So, if the husband is alive and dower remains unpaid, she may recover it by
maintaining suit against him. If the husband dies, she is entitled to recover it from the
legal heirs of the husband but the legal heirs are not personally liable. Their liability is
to extent to which they get the property of the deceased.
Example If the unpaid dower is Rs.6000/- and a legal heir's share in the property is
1/6 then he is liable to pay only Rs. 1000/- to the widow.
 Widow's Right of Retention to the Husband's Property: After the death of the husband
the most effective method of recovering the dower is the exercise of right of retention
the husband property till her dower debt is paid. No greater than that of any other
unsecured creditor. If she lawfully obtains possession of the whole or part of his
estate, she is entitled to retain that possession as against others heirs and as against
other creditors of her husband.
This right of retention does not give her any title to the property i.e. she cannot
alienate the property in any manner (either by sale or by gift). This right is for a
special purpose, to get her unpaid dower speedy. If she is not in possession or has lost
possession, she cannot claim to obtain it
.
Some special features of this Right are–
o No Right during Marriage: This Right is available only on the dissolution of
the marriage either by after the death of her husband or by divorce, but not
before.
o Actual Possession: This Right means the right to continue in the possession.
To get this right, the property must be in the possession of the husband at the
time of the termination of the property and continued to be on. If she has no
actual possession at that time, she cannot afterwards acquire possession in lieu
of this right. This Right can be acquired by her during the subsistence of
marriage. It is not a Right to obtain possession. The wife should have obtained
possession lawfully and without force or fraud.
o Only Possessory Right: This Right is simply a possessory right and does not
give any title or right of ownership to the widow. Her Right is to retain
possession against the legal heirs of the husband and ownership vests in the
husband's legal heirs including her.
o Property is Non-transferable: The property in possession of the widow in lieu
of unpaid dower cannot be transferred by her. Not being the owner she has no
right to transfer the property (either by sale or gift). Any such transfer will be
void and the transferee will not get any title or interest in the property.
Maina Bibi v Chaudhri Vakil Ahmand;
 Muinuddin and Maina Bibi were lawfully married husband and wife.
After the death of Muinuddin in 1890, Maina Bibi retained certain
immovable properties of her deceased husband in lieu of her unpaid
dower.
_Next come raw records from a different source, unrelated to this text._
PR #1269, opened 2024-03-10
Test build rknn jni with debug symbols 

mcm001:


gerth2 (approved):
looks reasonable though starting to rot. approving for ease of integration...

mcm001:
I think we should probably hold off - it's a 2 LOC change we can do later if we need it.

Issue #1084, opened 2023-12-29
Camera calibration does not take into account current rotation


mcm001:
IS: camera pinhole math is decoupled from current camera image rotation. This means using any non-zero rotation after calibration makes the calibration wrong.
S/B: camera calibration should be valid only for zero-degree rotated images, and coefficients should be "rotated" to match input image rotation.

KangarooKoala:
Was this fixed by #1464?

mcm001:
Da

PR #1277, opened 2024-03-14
Disable camera orientation option when camera is calibrated

philltran:
This is a stop gap for issue #1084. The input option is disabled for camera rotation when the active camera has been calibrated based on `useCameraSettingsStore().isCurrentVideoFormatCalibrated`

Long term fix should be to use the rotation data for calibrated camera pipelines.


mcm001 (approved):

philltran:
@mcm001 Thanks for your help with this! I will make sure to run the linter next time.

Issue #1182, opened 2024-01-21
UI partially crashes every few minutes


TheTripleV:
**Describe the bug**
The UI stops working after a few minutes of using object detection. The camera feed disappears. The camera selector only shows place holder camera. Refreshing the page does not fix it. Navigating to settings and pressing restart photonvision does work and fix it.

**To Reproduce**
1. Configure pipeline to object detection
2. Use it
3. Play around with confidence / brightness / exposure sliders

**Platform:**
 - Orange Pi 5
 - Network Configuration: Connected to frc radio
 - PhotonVision Version: 57f02f31a5b3b652eec7b3de03c2f4d58cb30d27 (the build from the latest main commit)
 - Browser (with Version) (Chrome, Edge, Firefox, etc.): Multiple macos machines on latest chrome
 - Camera(s) Used: Idk some USB camera. Not lifecam

mcm001:
Cameras disappearing is something I know can happen if you swap between dashboard and any other tab more than 4 or 5 times, and is fixed by a refresh. But this seems different. This is specific to object detection? Are there any specific sliders I can move to guarantee it ought to die? And send journalctl logs from right after a crash and reboot?

TheTripleV:
Sorry, I think I reflashed after this issue and so don't have logs at the moment.

We've only been testing object detection. Idk if other mode are affected. I don't think a specific slider made it break. The 3 sliders we were playing with were confidence, exposure, and brightness.

srimanachanta:
Usually when the UI freezes up like this, it's separate from what Matt is referring to and is more an uncaught exception in the backend. It's interesting that the restart button then worked though, given the service likely crashed. Without logs of some kind, it's going to be impossible to trace this without reproducing

mcm001:
Do dmesg logs from when the crash happens show anything interesting?

cole-wilson:
Our team is also having this problem, where the PhotonVision camera stream just shows a spinning circle and NT data drops. I've discussed it [here](https://www.chiefdelphi.com/t/photonvision-losing-connection-orange-pi/458277/2) as well.

PR #1280, opened 2024-03-16
Copy mat before running Rknn detect to hopefully mitigate #1182

DrewTheRat:
This change is an educated guess based on the following:
- When the Object Detection Pipeline crashes, there is a kernel paging request error on the console and dmesg.
- Restarting PV doesn't work because the camera reports that it is in use even though lsof and fuser show nothing. The camera LED stays on
- StackOverflow (and similar) discussions of the dmesg error usually involve device drivers improperly accessing kernel memory

So, if the camera get hosed when we pass its buffer to the Rknn detection, maybe creating a copy first will avoid the issue. After making this change, I could not reproduce the issue using the same method that previously caused the crash.

I also ran detection over a couple hours and did not observe memory growth in the process.

Way too much discussion and detail in this [thread on Discord](https://discord.com/channels/725836368059826228/1217876918779510865).


DrewTheRat:
I'm closing this unmerged. The change did not work on the robot at an event. It's behaving the same as v2024.2.10.

Issue #1285, opened 2024-03-17
Cameras are in Driver Mode on boot on OrangePi 5.


crschardt:
**Describe the bug**
Frequently, all of the cameras will be set to DriverMode when photonvision starts. This has been observed on the OrangePi 5.

**To Reproduce**
1. Install the 2024.2.10 on and OrangePi 5
2. Start photonvision and configure a camera with a pipeline
3. Shut down the OrangePi 5 by pulling the power
4. Restart and check the camera pipeline
5. You may have to repeat a few times to trigger this bug 

**Platform:**
 - Hardware Platform (ex. Raspberry Pi 4, Windows x64): OrangePi 5
 - Network Configuration (Connection between the Radio and any devices in between, such as a Network Switch): Attached to home router, but also reported happening on robot connected to the radio through a switch
 - PhotonVision Version: 2024.2.10
 - Browser (with Version) (Chrome, Edge, Firefox, etc.): Edge
 - Camera(s) Used: Arducam OV9281
 
**Root Cause Investigation:**
I ran the VSCode remote debugger on photonvision and found that there are two threads that are activated when the pipeline changes. To the best of my understanding, here's what is happening:
1) VisionRunner Thread:
  - `VisionRunner.update()` is continuously polling the current pipeline via `PipelineManager.getCurrentPipeline()`
  - This calls `PipelineManager.updatePipelineFromRequested()`
  - If the pipeline index has changed, `updatePipelineFromRequested()` will update the value of `currentPipelineIndex`
2) DataChangeEventDispatch Thread:
  - `DataChangeService` dispatches a `"changePipeline"` event from the queue
  - This triggers the `VisionModuleChangeSupplier` to call `VisionModule.saveAndBroadcastAll()`
  - This eventually leads to `ConfigManager` saving the camera configuration object

If the camera configuration is saved by ConfigManager before the VisionRunner thread is able to update the pipeline, then it saves the old values rather than the updated value for the pipeline. It also causes the database to be out of sync with the current pipeline and UI.

srimanachanta:
Ditto on this problem

mcm001:
Does this fix it? https://github.com/PhotonVision/photonvision/pull/1286

crschardt:
It looks promising. I've rebooted several times without any pipeline problems. I'll continue to test.

mcm001:
Closing as addressed

PR #1286, opened 2024-03-17
Set default pipeline idx in PipelineManager constructor

mcm001:
Addresses https://github.com/PhotonVision/photonvision/issues/1285

### DIFF
--- a/photon-core/src/main/java/org/photonvision/vision/processes/PipelineManager.java
+++ b/photon-core/src/main/java/org/photonvision/vision/processes/PipelineManager.java
@@ -177,6 +177,13 @@ public class PipelineManager {
 
     private volatile int requestedIndex = 0;
 
+    /** 
+     * Grab the currently requested pipeline index. The VisionRunner may not have changed over to this pipeline yet.
+     */
+    public int getRequestedIndex() {
+        return requestedIndex;
+    }
+
     /**
      * Internal method for setting the active pipeline. <br>
      * <br>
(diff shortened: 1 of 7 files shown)


photon-core/src/main/java/org/photonvision/vision/processes/PipelineManager.java
```diff
@@ -70,10 +71,19 @@ public class PipelineManager {
         if (userPipelines.isEmpty()) addPipeline(PipelineType.Reflective);
 
         calibration3dPipeline = new Calibrate3dPipeline(uniqueName);
+
+        // We know that at this stage, VisionRunner hasn't yet started so we're good to do this from
```
mdurrani808, line 75: Will this always be true?

mdurrani808 (approved):
Looks good to me, the naming is a little confusing given requested / current but logically it seems good. I'm not able to test but I believe you have, would be good to spin up some code and ensure that changing the pipeline via PhotonLib still works as intended.

photon-core/src/main/java/org/photonvision/vision/processes/PipelineManager.java
mcm001: Yes absolutely true. PipelineManager is a prerequisite for VisionRunner existing

mcm001:
Yeah I tested switching in/out of driver mode, i'll make sure to test changing pipeline index.

Would be really cool to set up integration tests

PR #1287, opened 2024-03-17
Run resize in CPU and more aggressively release rknn resources

mcm001:
With the latest dev opi image, i saw this stack trace when object detection stopped working (threads hanging forever on detect(). The stack pointed me to somewhere inside the RGA. Based on this i moved resize into CPU (as our [native code already is lazy](https://github.com/PhotonVision/rknn_jni/blob/6934abb26c42f9d2eada668f184a5e7a86467a04/src/main/native/cpp/yolo_common.cpp#L227)), and was not able to see more crashes

[message.txt](https://github.com/PhotonVision/photonvision/files/14630158/message.txt)

Includes also a quick hack to add a shutdown hook that releases pipelines at exit.

### DIFF
--- a/photon-core/src/main/java/org/photonvision/vision/pipe/impl/NeuralNetworkPipeResult.java
+++ b/photon-core/src/main/java/org/photonvision/vision/pipe/impl/NeuralNetworkPipeResult.java
@@ -20,13 +20,13 @@ package org.photonvision.vision.pipe.impl;
 import org.opencv.core.Rect2d;
 
 public class NeuralNetworkPipeResult {
-    public NeuralNetworkPipeResult(Rect2d box2, int classIdx, double confidence2) {
-        box = box2;
+    public NeuralNetworkPipeResult(Rect2d boundingBox, int classIdx, double confidence) {
+        bbox = boundingBox;
         this.classIdx = classIdx;
-        this.confidence = confidence2;
+        this.confidence = confidence;
     }
 
     public final int classIdx;
-    public final Rect2d box;
+    public final Rect2d bbox;
     public final double confidence;
 }
--- a/photon-core/src/main/java/org/photonvision/vision/pipe/impl/NeuralNetworkPipeResult.java
+++ b/photon-core/src/main/java/org/photonvision/vision/pipe/impl/NeuralNetworkPipeResult.java
@@ -20,10 +20,10 @@ package org.photonvision.vision.pipe.impl;
 import org.opencv.core.Rect2d;
 
 public class NeuralNetworkPipeResult {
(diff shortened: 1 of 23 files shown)


photon-core/src/main/java/org/photonvision/vision/pipe/impl/NeuralNetworkPipeResult.java
```diff
@@ -20,10 +20,10 @@
 import org.opencv.core.Rect2d;
 
 public class NeuralNetworkPipeResult {
-    public NeuralNetworkPipeResult(Rect2d box2, Integer classIdx, Float confidence) {
+    public NeuralNetworkPipeResult(Rect2d box2, int classIdx, double confidence2) {
         box = box2;
         this.classIdx = classIdx;
-        this.confidence = confidence;
+        this.confidence = confidence2;
```
mdurrani808, line 26: whats the point of changing the name here, not that it matters but

photon-core/src/main/java/org/photonvision/vision/processes/VisionModule.java
```diff
@@ -553,7 +553,7 @@ public CameraConfiguration getStateAsCameraConfig() {
         var config = visionSource.getSettables().getConfiguration();
         config.setPipelineSettings(pipelineManager.userPipelineSettings);
         config.driveModeSettings = pipelineManager.driverModePipeline.getSettings();
-        config.currentPipelineIndex = Math.max(pipelineManager.getCurrentPipelineIndex(), -1);
+        config.currentPipelineIndex = Math.max(pipelineManager.getRequestedIndex(), -1);
```
mdurrani808, line 556: these changes shouldnt be in this PR

photon-core/src/main/java/org/photonvision/vision/processes/PipelineManager.java
```diff
@@ -173,6 +173,14 @@ public CVPipelineSettings getCurrentPipelineSettings() {
 
     private volatile int requestedIndex = 0;
 
+    /**
+     * Grab the currently requested pipeline index. The VisionRunner may not have changed over to this
+     * pipeline yet.
+     */
+    public int getRequestedIndex() {
```
mdurrani808, line 180: these changes shouldnt be in this PR

photon-core/src/main/java/org/photonvision/vision/pipe/impl/NeuralNetworkPipeResult.java
mcm001: Vscode moment. No reason, I'll fix it.

mdurrani808 (approved):

Issue #1271, opened 2024-03-11
NT Heartbeat continues even when camera is not active


willtoth:
I can see the camera in the UI, and the heartbeat in NT is going, but no data is published, and no image comes through. The only way to detect that this condition is occurring from what I can tell is to look at journalctl, and only way to recover is manually unplug/replug or restart the bus.

This happened right after boot. It's not clear how to reproduce, perhaps this is some weird race condition due to fast boot being enabled?

I did not get a chance to view dmesg before recovering.

![image](https://github.com/PhotonVision/photonvision/assets/8404869/da8e927d-54e2-4809-9a15-d2a864d11fad)

**Platform:**
 - Linux x86 - Clear Linux with kernel 6.7.2-1406
 - Network Configuration (Connection between the Radio and any devices in between, such as a Network Switch): Network switch
 - PhotonVision Version: 2024.2.5
 - Browser (with Version) (Chrome, Edge, Firefox, etc.): Brave
 - Camera(s) Used: OV2311 (x2)

[Message on discord](https://discord.com/channels/725836368059826228/725848198794706994/1216119828469907598)

gartaud:
Are the symptoms that you are observing that you can see a feed in the built-in UI but cannot see them in a remote client such as the Shuffleboard as described in post 7 of https://www.chiefdelphi.com/t/photonvision-ojectdetection-camera-sometimes-missing-on-boot/458083/7 ?

willtoth:
I did not try getting a feed using the NT stream, but I did not see a stream in the web UI.

gartaud:
Thanks! Is it a bit like the one described in post 5 then?

https://www.chiefdelphi.com/t/photonvision-ojectdetection-camera-sometimes-missing-on-boot/458083/5

willtoth:
Its a bit hard to tell without the journalctrl output, but I also don't think its the same as this one. I did not notice any streams interfering with others. Just that the camera page did not have _any_ stream for the one I cared about, it was clearly detected, as the logs show an error message, but PV keeps the heartbeat going as if everything is fine.

mcm001:
https://github.com/PhotonVision/photonvision/blob/d8f82bf9ee98e9bdcfbde529ce9ded5c5b7ff964/photon-core/src/main/java/org/photonvision/vision/frame/provider/USBFrameProvider.java#L43
[...]

PR #1296, opened 2024-03-22
Give up early on empty frames

mcm001:
Closes https://github.com/PhotonVision/photonvision/issues/1271

### DIFF
--- a/photon-core/src/main/java/org/photonvision/vision/frame/provider/USBFrameProvider.java
+++ b/photon-core/src/main/java/org/photonvision/vision/frame/provider/USBFrameProvider.java
@@ -18,11 +18,14 @@
 package org.photonvision.vision.frame.provider;
 
 import edu.wpi.first.cscore.CvSink;
-import org.photonvision.common.util.math.MathUtils;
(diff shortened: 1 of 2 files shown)


photon-core/src/main/java/org/photonvision/vision/frame/provider/USBFrameProvider.java
```diff
@@ -43,9 +46,9 @@ public CapturedFrame getInputMat() {
                 cvSink.grabFrame(mat.getMat())
                         * 1000; // Units are microseconds, epoch is the same as the Unix epoch
 
-        // Sometimes CSCore gives us a zero frametime.
-        if (time <= 1e-6) {
-            time = MathUtils.wpiNanoTime();
+        if (time == 0) {
```
srimanachanta, line 49: guaranteed to be 0 on error, might want to comment that here: https://first.wpi.edu/wpilib/allwpilib/docs/release/java/edu/wpi/first/cscore/CvSink.html#grabFrame(org.opencv.core.Mat)

srimanachanta (approved):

No payment of her dower was made by the legal heirs of the
husband including Vakil Ahmad and she continued in her possession.
 In 1907, Maina Bibi made a gift of those properties to others and also
gave possession to the donees. After this Vakil Ahmad and others heirs
filed the suit for getting possession over the properties on the ground
that the gift was void because during retention widow had no right to
transfer the properties.
 It was held by Privy Council that a widow who is in possession of her
husband's estate in lieu of unpaid dower is not owner of the properties.
The only right is to continue to hold the possession till the dower is not
paid by the heirs.
 The Court further observed that failure of the payment of dower by the
heirs would not make her an absolute owner of the immovable
property of which she had been in possession. Any kind of transfer of
the retained property, whether it is sale, gift or exchange etc is void
and cannot take effect.
o Widow in Possession Liable to Account: A widow who is in possession of her
husband's estate is liable and bound to give account to the other heirs of her
husband for the rents and profits received by her out of the state, on the other
hand she is legally entitled to charge interest on the dower due to her and to set
it off against the net profits.
o Transferability of the Right of Retention: It is an exclusive Right, available to
a widow only because her dower remains unpaid. According to Patna High
Court this Right is not transferable and the Allahabad, Mysore and Andhra
Pradesh High Courts held that, it can be transferred. This Supreme Court took
a view by Patna High Court i.e. the right of retention is not transferable.
o Heritability of the Right of Retention: This Right can be inherited by the legal
heirs of the widow provided her own retention was lawful and she died during
such retention.
Absence of Prohibitions

- In a valid marriage, there must not exist any of the prohibitions laid down under
Muslim personal law. Prohibitions in the marriage are impediments or restrictions
upon the right of a person to contract a marriage. Since marriage is also a social
institution in Islam, the Muslim law requires that contract of marriage must not be
against the interests of the society.
- Law therefore, prohibits the marriage between certain persons or being contracted
under certain circumstances. Prohibitions in Muslim-marriage are of two kinds: the
absolute prohibitions and the relative prohibitions.
- Absolute Prohibitions: Absolute prohibitions in the marriage are mandatory in nature.
A marriage contracted in violation of any of the absolute prohibitions is null and void
under all the schools of Muslim law. For a valid marriage, therefore, there must be
absence of prohibited relationship between the parties. There is an absolute
prohibition for a Muslim to marry a person who is within his or her ‘prohibited
relationship’. Two persons are said to be within ‘prohibited relationship’ if they are
related to each other by consanguinity, affinity, or fosterage. The prohibitions on the
ground of consanguinity, affinity and fosterage are of absolute nature and a marriage
in violation of these rules is void ab initio under all the schools of Muslim law.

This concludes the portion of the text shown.